Select the kernel named `Python ({your_venv_dir})` in the kernel menu

Run the following cell to check if the python exec and pip are successfully switched.

In [21]:
import sys
import os

if sys.prefix != sys.base_prefix:
    print("Kernel switched to venv. Skewencoder will be installed in the default virtual environment.")
    virtual_env = sys.prefix
    # Set the VIRTUAL_ENV environment variable
    os.environ['VIRTUAL_ENV'] = virtual_env
    # Prepend the virtual environment's bin directory to PATH
    os.environ['PATH'] = f"{virtual_env}/bin:" + os.environ['PATH']
else:
    print("Kernel wasn't switched. Skewencoder might be installed globally.")

import subprocess

# Get site-packages directory using pip show command
result = subprocess.run(['pip', 'show', 'pip'], stdout=subprocess.PIPE)
output = result.stdout.decode()

for line in output.split('\n'):
    if line.startswith('Location'):
        print(f"Packages will be installed at: {line.split(': ')[1]}")

!which pip
!which python
# Get the current working directory
current_directory = os.getcwd()

# Print the current working directory
print("Current working directory for tutorial:", current_directory)

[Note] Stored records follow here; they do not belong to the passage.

PR #359, opened 2021-12-10
[WIP] poc stitches.dev for styled components

f1lander:


src/components/StitchesButton/Button.tsx
```diff
@@ -0,0 +1,21 @@
+import { styled } from '@stitches/react';
+
+export const Button = styled('button', {
+  // base styles
+  variants: {
+    size: {
+      small: {
+        fontSize: '13px',
+        height: '25px',
```
META-DREAMER, line 9: IMO the best way to use this would be to not hard close any values, but instead define everything in a global theme file and use the aliases here. That way we can enforce typography and spacing scale / consistency and makes it much easier to maintain and refactor in the future

f1lander: Right now this is just a test I already start to config the stitches.config.TS with all the theme tokens as the docs defined

PR #361, opened 2021-12-14
Removed redundant deposit modal

Too-Far:
This PR just changes the fund modal display to the deposit modal to remove redundancy


levity:
If FundModal is no longer used, please remove it entirely

src/pages/VaultsPage/HasVaults.tsx
```diff
@@ -237,11 +235,11 @@ export default function HasVaults({
               variant="contained"
               color="primary"
               size="small"
-              onClick={handleClickfn}
+              onClick={handleClick}
             >
               Fund This Vault
             </Button>
-            <FundModal openfn={openfn} onClose={setOpenfn} />
+            <DepositModal vault={vault} open={open} onClose={setOpen} />
```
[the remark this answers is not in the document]
levity: same as with the other modals in this file; please fix those too

src/pages/VaultsPage/HasVaults.tsx
```diff
@@ -143,17 +142,16 @@ export default function HasVaults({
   const classes = useStyles();
   const [open, setOpen] = useState<boolean>(false);
   const [openwd, setOpenwd] = useState<boolean>(false);
-  const [openfn, setOpenfn] = useState<boolean>(false);
 
   const handleClick = () => {
     setOpen(!open);
   };
   const handleClickwd = () => {
     setOpenwd(!open);
```
levity, line 150: while you're in this file, can you take a look at this? that's a bug, it's not using `openwd`

levity: although, you know, you could argue that only one of these modals should be open at any given time, so you could use a single `useState` for all of them that is set to either a blank string (all modals closed) or a short string e.g. 'deposit' to open the deposit modal

src/pages/VaultsPage/HasVaults.tsx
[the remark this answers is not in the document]
Too-Far: Im not sure that I am following, the onClose just sends a state mutation that changes the bool that controls whether or not the modal is displayed?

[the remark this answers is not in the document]
levity: Ahh, I didn't look at the modal code itself. This works but it's not idiomatic. Ordinarily what you'd do is have `onClose={() => setOpen(false)` here and then `onClose={onClose}` in the component itself. The general rule here is that when you pass callbacks to child components, they should be treated as opaque, so the child can be as reusable as possible. The way it's done here, the modal's own code is coupled with its parent's implementation. Let me know if you have more questions about that.

I think @thenerdcat wrote this originally, so I'll tag him too.

src/pages/VaultsPage/WithdrawModal.tsx
```diff
@@ -37,18 +37,14 @@ const useStyles = makeStyles(theme => ({
...
   user?: IUser;
 }
 
-export default function WithdrawModal({ openwd, onClose }: WithdrawModalProps) {
+export default function WithdrawModal({ open, onClose }: WithdrawModalProps) {
   const classes = useStyles();
   const history = useHistory();
 
-  const handleClose = () => {
-    onClose(false);
```
levity, line 49: @Too-Far @thenerdcat this is what i was referring to in [this comment](https://github.com/coordinape/coordinape/pull/361#discussion_r769772892). the modal shouldn't have to know anything about its callback, but the way this was implemented, it needs to pass one argument and it has to be `false`. this allows the modal to pass some other argument and produce unintended behavior, but more importantly, it also limits reusability--we wouldn't be able to reuse it in different contexts where the parent components have different implementations for `onClose`.

levity (approved):

src/pages/VaultsPage/WithdrawModal.tsx
Too-Far: ahhh ok, I see what you're saying now. Thank you for clarifying!

PR #363, opened 2021-12-14
add warning on opt out, rename DialogNotice to ActionDialog

jsur:
- add warning on opt out
- Remove TODO: rename DialogNotice to ActionDialog

Looks like this, the 0 GIVE value is there just for demo purpose, it will check for > 0 GIVE received.

Screenshot 2021-12-14 at 9 45 59


levity (approved):
Looks good!

PR #365, opened 2021-12-14
added zero address to allow for eth vault creation

Too-Far:
This PR rounds out the fixes for vault creation. You can now mint a vault with any given token. I used a zero address for eth to allow use of same data structure.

Kernel switched to venv. Skewencoder will be installed in the default virtual environment.
Packages will be installed at: /rwthfs/rz/cluster/home/yy508225/test_skewencoder_demo/Tutorial/tutorial4loxodynamics/lib/python3.10/site-packages
/rwthfs/rz/cluster/home/yy508225/test_skewencoder_demo/Tutorial/tutorial4loxodynamics/bin/pip
/rwthfs/rz/cluster/home/yy508225/test_skewencoder_demo/Tutorial/tutorial4loxodynamics/bin/python
Current working directory for tutorial: /rwthfs/rz/cluster/home/yy508225/test_skewencoder_demo/Tutorial


**Install skewencoder**

If the current working dir is still the copied `Tutorial` folder, one can directly run the following command to install skewencoder and the dependencies.

If the current working dir is not the copied `Tutorial` folder, one should manually set the path to the `skewencoder` repository and then install.


In [31]:
PATH_to_SKEWENCODER_Rep = "../skewencoder"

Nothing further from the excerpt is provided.